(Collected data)
PR #112, opened 2026-02-11
feat: remove identifiers from evals and guardrails

bottrall:
## Summary
- Replace string-based identifier lookup with direct class references in both evals and guardrails subsystems
- Remove `Evaluators::Repository` — metrics now store `evaluator_class` (a class reference) directly instead of resolving via `evaluator_identifier` (a string)
- Remove `identifier` class/instance methods from `Guardrail` — `Tripwire` and `Modification` now store the guardrail class directly instead of a string `guardrail_id`
- Update Profile DSL to accept classes instead of symbols: `metric MyEvaluator, min: 0.85` instead of `metric :my_evaluator, min: 0.85`

## Test plan
- [x] `bundle exec rake` (tests + lint + type check) passes — 749 tests, 0 failures
- [x] RBS type signatures regenerated and verified

### DIFF
--- a/lib/riffer/evals/result.rb
+++ b/lib/riffer/evals/result.rb
@@ -51,7 +51,7 @@ class Riffer::Evals::Result
   #: () -> Hash[Symbol, untyped]
   def to_h
     {
-      evaluator: evaluator.name || evaluator.inspect,
+      evaluator: evaluator.name,
       score: score,
       reason: reason,
       metadata: metadata,
--- a/lib/riffer/evals/result.rb
+++ b/lib/riffer/evals/result.rb
@@ -6,19 +6,19 @@
 # Contains the score, reason, and metadata from running an evaluator.
 #
 #   result = Riffer::Evals::Result.new(
-#     evaluator: "answer_relevancy",
+#     evaluator: Riffer::Evals::Evaluators::AnswerRelevancy,
 #     score: 0.85,
 #     reason: "The response addresses the question directly.",
 #     higher_is_better: true
 #   )
 #
 #   result.score           # => 0.85
-#   result.evaluator       # => "answer_relevancy"
+#   result.evaluator       # => Riffer::Evals::Evaluators::AnswerRelevancy
 #   result.higher_is_better # => true
 #
 class Riffer::Evals::Result
-  # The identifier of the evaluator that produced this result.
-  attr_reader :evaluator #: String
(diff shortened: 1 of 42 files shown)


lib/riffer/guardrails/modification.rb
```diff
@@ -33,6 +33,6 @@ def initialize(guardrail_id:, phase:, message_indices:)
   #
   #: () -> Hash[Symbol, untyped]
   def to_h
-    {guardrail_id: guardrail_id, phase: phase, message_indices: message_indices}
+    {guardrail: guardrail.name || guardrail.inspect, phase: phase, message_indices: message_indices}
```
bottrall: Should we use the class name conversion here? 🤔

lib/riffer/guardrails/tripwire.rb
```diff
@@ -52,7 +52,7 @@ def initialize(reason:, guardrail_id:, phase:, metadata: nil)
   def to_h
     {
       reason: reason,
-      guardrail_id: guardrail_id,
+      guardrail: guardrail.name || guardrail.inspect,
```
bottrall: Same deal here. Should we use the classname converter?

bottrall:
@Thibaut thanks for the idea on this one!

lib/riffer/evals/result.rb
```diff
@@ -51,7 +51,7 @@ def initialize(evaluator:, score:, reason: nil, metadata: {}, higher_is_better:
   #: () -> Hash[Symbol, untyped]
   def to_h
     {
-      evaluator: evaluator,
+      evaluator: evaluator.name || evaluator.inspect,
```
Thibaut: suggestion (non-blocking): I would drop the `.inspect` fallback. `evaluator` should always be a class, so `.name` should never fail. If it was anything else, there would likely be a bug at play and `.inspect` could expose data that should remain private.

lib/riffer/guardrails/modification.rb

What needs to be done: Starting at the line above that contains "## Test plan", write out each line exactly until the line that contains "-6,19 +6,19 @@" has been written, and stop there.

Exercise response:
## Test plan
- [x] `bundle exec rake` (tests + lint + type check) passes — 749 tests, 0 failures
- [x] RBS type signatures regenerated and verified

### DIFF
--- a/lib/riffer/evals/result.rb
+++ b/lib/riffer/evals/result.rb
@@ -51,7 +51,7 @@ class Riffer::Evals::Result
   #: () -> Hash[Symbol, untyped]
   def to_h
     {
-      evaluator: evaluator.name || evaluator.inspect,
+      evaluator: evaluator.name,
       score: score,
       reason: reason,
       metadata: metadata,
--- a/lib/riffer/evals/result.rb
+++ b/lib/riffer/evals/result.rb
@@ -6,19 +6,19 @@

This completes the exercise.